If the saw doesn't have positive locking stops, you may be able to adjust the zero pointer.


----------



## bouellet (Feb 24, 2008)

Wood Butcher said:


> ...if you still can't get it, return it and try another. like everything else, they are making some of these so cheap that they are impossible to square. I've always been a Makita fan. Most of the ones i own where square right out of the box, or at least easy to adjust...


I agree... Called the store and they told me to return it, that it wasn't normal... :wink: 

Thanks!


----------



## Wood Butcher (Feb 24, 2008)

at least you took the time to check it for square. I am always shocked at the amount of people that don't bother, . I guess a square still costs more than a tube of caulk!!


----------



## bouellet (Feb 24, 2008)

Wood Butcher said:


> at least you took the time to check it for square. I am always shocked at the amount of people that don't bother, . I guess a square still costs more than a tube of caulk!!

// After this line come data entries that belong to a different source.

PR #5825, opened 2024-09-28
gui: add to sta descriptors

gadfort:
Adds:
- sta::Corner descriptor
- sta::Instance descriptor
- adds fields to the properties in allow access to more information
- add highlighting where possible
- sta::Instance can be slow to load the first time since it needs to get power information, but I think it's worth having access to that, especially when debugging things like clock gating power @QuantamHD (the added loading time is also why I think it makes sense to keep it separate the DB descriptor).

Discussion:
- I don't like the names I've chosen for `STA Instance` and `DB ???`, so I'm open to suggestions for what to rename those to make it better

### DIFF
--- a/src/gui/include/gui/gui.h
+++ b/src/gui/include/gui/gui.h
@@ -344,7 +344,9 @@ class Descriptor
   virtual void highlight(std::any object, Painter& painter) const = 0;
   virtual bool isSlowHighlight(std::any /* object */) const { return false; }
 
-  static std::string convertUnits(double value, bool area = false);
+  static std::string convertUnits(double value,
+                                  bool area = false,
+                                  int digits = 3);
 };
 
 // An object selected in the gui.  The object is stored as a
--- a/src/gui/src/dbDescriptors.cpp
+++ b/src/gui/src/dbDescriptors.cpp
@@ -99,7 +99,9 @@ static void populateODBProperties(Descriptor::Properties& props,
   }
 }
 
-std::string Descriptor::convertUnits(const double value, const bool area)
+std::string Descriptor::convertUnits(const double value,
+                                     const bool area,
+                                     int digits)
 {
   double log_value = value;
   if (area) {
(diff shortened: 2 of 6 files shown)


maliberty:
Why not just put the timing data on dbInst?  The split between db and sta is mostly relevant to developers and not users.

maliberty:
I'm glad I lured you into adding more timing descriptors :)

gadfort:
@maliberty because the STA instance takes time to load, I think it makes sense to separate it out (on a large design is can be a long time for STA to compute the information so it would be annoying (I think) to force that on the dbInst descriptor. But we could "rename" the STA instance descriptor to something like "Timing/Power"?

gadfort:
@maliberty I added a clock descriptor and added some handling of port busses as well

maliberty:
The code looks good.  Thanks for filling in the highlighting.

If the timing/power is going to take time then we should have some indication (eg wait cursor) that processing is happening.

maliberty:
Do you have an example of what the timing/power inspector looks like?

gadfort:
@maliberty 
image

I think the power activity formatting could use some work.
The setup and hold times are actually arrival times, so I'm open to rename them, if you have any suggestions.
Additionally, if there are other information that would be accessible that is useful I can add it now (if you have something in mind). This was largely done to take a look at the clockgating power activities.

gadfort:
@maliberty I added a wait cursor to the data loading in the inspector

maliberty:
I think we can skip activity on power/ground pins.  I think we should suppress "INF ps"/"-INF ps" or replace them with "None"

How about "Max arrival times" for "Setup times" and min for hold?  If it is an timing endpoint you could add the actual setup/hold times separately where applicable.

maliberty:
It also too many digits, eg "50.0000%".  Two is the default in sta_report_default_digits

gadfort:
@maliberty 
image

This is what it looks like now + a segfault fix on internal ports.

maliberty:
Much nicer.  I gave 50.0000% as an example but I really mean all the values in the form not just the percentage.

gadfort:
> Much nicer. I gave 50.0000% as an example but I really mean all the values in the form not just the percentage.

image

How about now?

maliberty (approved):

rovinski:
Maybe `0.00% at 0 aHz from constant` could just be `constant`

PR #5826, opened 2024-09-29
pad: update rdl router

gadfort:
Changes:
- change RDL router to use priority queue for routing.
- instead of only attempting a single target pair, this now attempts to route all available (unless a route is successful). the order will be based on distance (shortest first and going to the longest route at the end).
- if a route is not possible, the intersecting routes will be ripped up and routed after the failed route is attempted. This ensure that trivial failed routes are possible to complete.
- when working on an octagon shaped bump, 4 targets will be created at the north, south, east, and west edges to ensure legal routes are generated to these bumps.
- add max iterations option to avoid running forever when a given bump / pad layout is not possible to route. (default set to 10 iterations), however, the more iterations do not ensure a better result since this would indicate a poor layout.
- Added tests to check for proper new behavior and updated defs for new routing order.

I realize this ended up being a fairly large PR, the bulk of the file changes are related to adding an octagon bump and the new tests, the code changes are mainly in the `RDLRouter.??`. The fundamental routing mechanism is not modified, just how routes are handled before/after routing.


src/pad/src/RDLRouter.cpp
```diff
@@ -128,9 +129,141 @@ class RDLRouterGoalVisitor : public boost::default_astar_visitor
...
+
+  next_ = terminals_.begin();
+}
+
+bool RDLRoute::isIntersecting(RDLRoute* other, int extent) const
+{
+  // check current next_
+  // if at end of next, select begin + priority offset (modulo)
+  const int dst_idx = priority_ % terminals_.size();
+  odb::dbITerm* dst = terminals_[dst_idx];
```
maliberty, line 234: I don't follow this.

src/pad/src/RDLRouter.h
```diff
@@ -166,15 +249,12 @@ class RDLRouter
...
   {
-    return routing_terminals_;
-  }
-
-  const std::map<odb::dbNet*, std::vector<NetRoute>>& getRoutes() const
-  {
-    return routes_;
+    return routing_targets_;
   }
+  const std::vector<RDLRoutePtr>& getRoutes() const { return routes_; }
```
maliberty, line 256: No caller?

Do all these methods need to be public?  It seems like many are just called internally (eg getFailedRoutes).

src/pad/src/RDLRouter.cpp
```diff
@@ -128,9 +129,138 @@ class RDLRouterGoalVisitor : public boost::default_astar_visitor
...
+
+  next_++;
+
+  return iterm;
+}
+
+bool RDLRoute::compare(const std::shared_ptr<RDLRoute>& other) const
+{
+  const auto lhs_priority = -getPriority();
+  const auto rhs_priority = -other->getPriority();
```
maliberty, line 189: Priority is always first so why not just handle it up front
```
if (lhs_priority != rhs_priority) {
  return lhs_priority < rhs_priority ;
}
```
and let the rest of the code deal with distance alone if needed.

src/pad/src/RDLRouter.cpp
```diff
@@ -190,113 +322,439 @@ RDLRouter::~RDLRouter()
...
+    route_queue.pop();
+
+    route->markRouting();
+
+    odb::dbNet* net = src->getNet();
+    auto& net_targets = routing_targets_[net];
+
+    if (routed_covers.find(src->getInst()) != routed_covers.end()) {
+      // we've already routed this cover once (indicates the cover has multiple
+      // iterms)
```
maliberty, line 518: The subsequent code is a bit unclear as to the intention.  Is this skipped or delayed or ??

maliberty (changes requested):

src/pad/src/RDLRouter.cpp
```diff
@@ -1508,6 +1937,7 @@ RDLGui::RDLGui()
   addDisplayControl(draw_vertex_, true);
   addDisplayControl(draw_edge_, true);
   addDisplayControl(draw_obs_, true);
+  addDisplayControl(draw_targets_, true);
```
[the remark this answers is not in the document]
gadfort: once this lands, I can do that and the same for the RDLRoute class (that was laziness on my part but now the file has grown too large to keep together).

src/pad/src/RDLRouter.cpp
gadfort: This is just a simple way to "perturb" the routing calculations. The idea is just to go to a new destination iterm, if possible. I'm sure there are many improvements possible to the "what to ripup"-code, but this avoids the ripup from being identically calculated on a route that fails more than once.

src/pad/src/RDLRouter.h
gadfort: I believe they are there to be available to the GUI. If you have suggestions for how to structure it such that they can be private I can fix that.

src/pad/src/RDLRouter.cpp
gadfort: skipped, updated the comment to clarify

src/pad/src/RDLRouter.cpp
maliberty: Ok but please add a more descriptive comment.

src/pad/src/RDLRouter.h
maliberty: getFailedRoutes is only called from within RDLRouter.  getRoutes has no callers at all.  I haven't checked the rest.

maliberty:
I see two comments are resolved but I don't see an update.  Did you forgot to push?

gadfort:
> I see two comments are resolved but I don't see an update. Did you forget to push?

@maliberty I was marking them resolved as I fixed them locally, but I got pulled away so I haven't finished the last few issues. I'll push it this evening when I'm home

src/pad/src/RDLRouter.h
gadfort: https://github.com/The-OpenROAD-Project/OpenROAD/blob/a68afa069d600afdc0d5037b11e8a08dff96ecfa/src/pad/src/RDLRouter.cpp#L2039
https://github.com/The-OpenROAD-Project/OpenROAD/blob/a68afa069d600afdc0d5037b11e8a08dff96ecfa/src/pad/src/RDLRouter.cpp#L1962

src/pad/src/RDLRouter.cpp
```diff
@@ -128,9 +129,141 @@ class RDLRouterGoalVisitor : public boost::default_astar_visitor
...
+                   terminals_.end());
+
+  const odb::Point iterm_center = iterm_->getBBox().center();
+  std::stable_sort(terminals_.begin(),
+                   terminals_.end(),
+                   [&iterm_center](odb::dbITerm* lhs, odb::dbITerm* rhs) {
+                     const bool lhs_cover = RDLRouter::isCoverTerm(lhs);
+                     const bool rhs_cover = RDLRouter::isCoverTerm(rhs);
+                     // sort non-cover terms first
+                     if (lhs_cover == rhs_cover) {
```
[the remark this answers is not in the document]
gadfort: this was wrong, I fixed it.

src/pad/src/RDLRouter.cpp
```diff
@@ -154,16 +154,16 @@ RDLRoute::RDLRoute(odb::dbITerm* source,
   std::stable_sort(terminals_.begin(),
                    terminals_.end(),
                    [&iterm_center](odb::dbITerm* lhs, odb::dbITerm* rhs) {
-                     const bool lhs_cover = RDLRouter::isCoverTerm(lhs);
-                     const bool rhs_cover = RDLRouter::isCoverTerm(rhs);
+                     const int lhs_cover = RDLRouter::isCoverTerm(lhs) ? 1 : 0;
+                     const int rhs_cover = RDLRouter::isCoverTerm(rhs) ? 1 : 0;
```
maliberty, line 158: why convert from bool to int?

gadfort: It wasn't 100% clear to me how the bool comparison would, it wasn't clear from the cpp docs if true or false was smaller

maliberty: std::cout << (true < false);
    std::cout << (false < true);

01

gadfort: thanks for clarifying

maliberty (approved):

:laughing: :laughing: :laughing: 
Good one!


----------



## McGaw (Sep 27, 2007)

Bouellet,
I also have the craftsman slider. It seemed to work fine, second time I went to use it, the carrying handle broke right off. Also, mine came with the stand, I've currently on my 4, first time it didn't have the actual stand part, just the legs and stuff, second, there weren't any springs in the legs, third the bolts weren't right. I thought the third time was a charm, I guess it's the fourth. Any luck with craftsmen cordless, I've used the 18v drill and one of the battery's wouldn't charge, just wondering if you have one you could comment on? Thank you.


----------



## bouellet (Feb 24, 2008)

McGaw said:


> Bouellet,
> I also have the craftsman slider. It seemed to work fine, second time I went to use it, the carrying handle broke right off. Also, mine came with the stand, I've currently on my 4, first time it didn't have the actual stand part, just the legs and stuff, second, there weren't any springs in the legs, third the bolts weren't right. I thought the third time was a charm, I guess it's the fourth. Any luck with craftsmen cordless, I've used the 18v drill and one of the battery's wouldn't charge, just wondering if you have one you could comment on? Thank you.


For the cordless drill, I have two. One is a 15.6v and the other one is 12v multi usage (sander, drill and saw). They both work find and I have them since 5 to 7 years now. One of the two batteries of the 15.6 is dead, but that's pretty normal, sine I have used it a lot!

For the miter saw, my second one was ok at first, but now, I find that the guide is not true, so....  

Maybe, I'll go to have a complete refund... And I'll wait to have the extra bucks and buy myself the new Ridgid 12" miter saw.

I hope to solve the itsy bitsy problem, but I'm a little bit discouraged!


----------